PR #303, opened 2017-02-20
Fix link formatting

SergioEstevao:
How to test:
 - Open demo app
 - Open the demo with content
 - Check if link is being parsed correctly from sample contentn
 - Tap on link
 - Check if URL and text of the link is correct
 - Change url and text and tap update link
 - Check if visual changes are correct
 - Switch to HTML and see if html is correct.
 - Switch to visual mode again
 - Tap on the link
 - Choose remove link
 - Check if visual mode is correct
 - Switch to html mode and check if html is correct.

### DIFF
--- a/Aztec/Classes/Libxml2/DOMString.swift
+++ b/Aztec/Classes/Libxml2/DOMString.swift
@@ -410,7 +410,7 @@ extension Libxml2 {
         func applyLink(_ url: URL?, spanning range: NSRange) {
             var attributes: [Libxml2.Attribute] = []
             if let url = url {
-                attributes.append(Libxml2.StringAttribute(name:"href", value: url.absoluteString))
+                attributes.append(Libxml2.StringAttribute(name: HTMLLinkAttribute.Href.rawValue, value: url.absoluteString))
             }
             self.apply(element: .a, spanning: range, attributes: attributes)
         }
--- a/Aztec/Classes/Libxml2/DOMString.swift
+++ b/Aztec/Classes/Libxml2/DOMString.swift
@@ -298,6 +298,16 @@ extension Libxml2 {
                 self?.removeBlockquoteSynchronously(spanning: range)
             }
         }
+
+        /// Disables link from the specified range
+        ///
+        /// - Parameter range: the range to remove
+        ///
+        func removeLink(spanning range: NSRange) {
+            performAsyncUndoable { [weak self] in
+                self?.removeSynchronously(element:.a, at: range)
+            }
+        }
         
         // MARK: - Remove Styles: Synchronously
         private func removeSynchronously(element: StandardElementType, at range: NSRange) {
@@ -331,7 +341,7 @@ extension Libxml2 {
         
         // Apply Styles
         
-        func apply(element: StandardElementType, spanning range: NSRange, attributes: [Attribute] = []) {
+        fileprivate func apply(element: StandardElementType, spanning range: NSRange, attributes: [Attribute] = []) {
             performAsyncUndoable { [weak self] in
                 self?.applyElement(element, spanning: range, attributes: attributes)
             }
@@ -391,6 +401,20 @@ extension Libxml2 {
             }
         }
 
+        /// Applies a link to the specified range
+        ///
+        /// - Parameters:
+        ///   - url: the url to link to
+        ///   - range: the range to apply the link
+        ///
+        func applyLink(_ url: URL?, spanning range: NSRange) {
+            var attributes: [Libxml2.Attribute] = []
+            if let url = url {
+                attributes.append(Libxml2.StringAttribute(name:"href", value: url.absoluteString))
+            }
+            self.apply(element: .a, spanning: range, attributes: attributes)
+        }
+
         /// Replaces the characteres in the specified range for a an img element pointing to the provided URL
         ///
         /// - Parameters:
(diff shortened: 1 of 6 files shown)


Aztec/Classes/TextKit/TextStorage.swift
```diff
@@ -493,6 +497,31 @@ open class TextStorage: NSTextStorage {
...
+        let removeStyle = originalStyle != nil && newStyle == nil
+
+        if addStyle {
+            var attributes: [Libxml2.Attribute] = []
+            if let url = newStyle {
+                attributes.append(Libxml2.StringAttribute(name:"href", value: url.absoluteString))
+            }
+            dom.apply(element: .a, spanning: range, attributes: attributes)
+        } else if removeStyle {
+            dom.remove(element: .a, at: range)
```
diegoreymendez: Following up on my observation above, can we change this to:

```swift
dom.removeLink(spanning: range)
```

Aztec/Classes/TextKit/TextStorage.swift
```diff
@@ -493,6 +497,31 @@ open class TextStorage: NSTextStorage {
...
+
+        let addStyle = originalStyle == nil && newStyle != nil
+        let removeStyle = originalStyle != nil && newStyle == nil
+
+        if addStyle {
+            var attributes: [Libxml2.Attribute] = []
+            if let url = newStyle {
+                attributes.append(Libxml2.StringAttribute(name:"href", value: url.absoluteString))
+            }
+            dom.apply(element: .a, spanning: range, attributes: attributes)
```
diegoreymendez: `TextStorage` was designed so it doesn't really need to know about HTML elements.  The mapping between styles and DOM elements is withing `DOMString`'s responsibility.

Can we replace this call with a more generic:

```swift
dom.applyLink(url: newUrl, spanning: range)
```

Aztec/Classes/Libxml2/DOMString.swift
```diff
@@ -341,6 +331,11 @@ extension Libxml2 {
         
         // Apply Styles
         
+        func apply(element: StandardElementType, spanning range: NSRange, attributes: [Attribute] = []) {
```
diegoreymendez: This should really be private, as the mapping between styles and DOM elements should be handled by `DOMString` itself.  Read my comments below.

Aztec/Classes/TextKit/TextStorage.swift
```diff
@@ -493,6 +497,31 @@ open class TextStorage: NSTextStorage {
...
 
+    /// Processes differences in link styles, and applies them to the DOM in the specified
+    /// range.
+    ///
+    /// - Parameters:
+    ///     - range: the range in the DOM where the differences must be applied.
+    ///     - originalStyle: the original link URL object if any.
+    ///     - newStyle: the new link URL object if any.
+    ///
+    private func processLinkDifferences(in range: NSRange, betweenOriginal originalStyle: URL?, andNew newStyle: URL?) {
```
diegoreymendez: Consider renaming the params to better represent the data:

`betweenOriginal originalStyle` -> `betweenOriginal  originalUrl`
`andNew newStyle` -> `andNew newUrl`

SergioEstevao:

Aztec/Classes/Libxml2/DOMString.swift
```diff
@@ -341,6 +341,11 @@ extension Libxml2 {
         
         // Apply Styles
         
+        fileprivate func apply(element: StandardElementType, spanning range: NSRange, attributes: [Attribute] = []) {
+            performAsyncUndoable { [weak self] in
```
diegoreymendez: Only the public methods should have queueing.

Aztec/Classes/Libxml2/DOMString.swift
```diff
@@ -396,6 +401,20 @@ extension Libxml2 {
...
+        /// Applies a link to the specified range
+        ///
+        /// - Parameters:
+        ///   - url: the url to link to
+        ///   - range: the range to apply the link
+        ///
+        func applyLink(_ url: URL?, spanning range: NSRange) {
+            var attributes: [Libxml2.Attribute] = []
+            if let url = url {
+                attributes.append(Libxml2.StringAttribute(name:"href", value: url.absoluteString))
```
diegoreymendez: Replace "href" with `HTMLLinkAttribute.Href.rawValue`.

Aztec/Classes/Libxml2/DOMString.swift
SergioEstevao: The idea here is to avoid repetitition of the performaAsyncUndoable everywhere. If in the future we change the way we do this, we can change in a single place.

Aztec/Classes/Libxml2/DOMString.swift
SergioEstevao: good one.

Aztec/Classes/Libxml2/DOMString.swift
diegoreymendez: The problem if you try to centralize it here, is that you can't call this method from methods that already queued the operation (or you can, but you'd be queueing twice).

The class was designed so that only public methods would queue, an all internal operations would just be synchronous.  This is to avoid double queueing in a very simple and clear way.

I'd prefer us to stick to the existing architecture for now, and if we want to change this, do it separately.

SergioEstevao:

diegoreymendez:
Fixes part of #304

Task instructions: Given the word "avoid", show every line of the records that contains it.

Solved exercise:
SergioEstevao: The idea here is to avoid repetitition of the performaAsyncUndoable everywhere. If in the future we change the way we do this, we can change in a single place.
The class was designed so that only public methods would queue, an all internal operations would just be synchronous.  This is to avoid double queueing in a very simple and clear way.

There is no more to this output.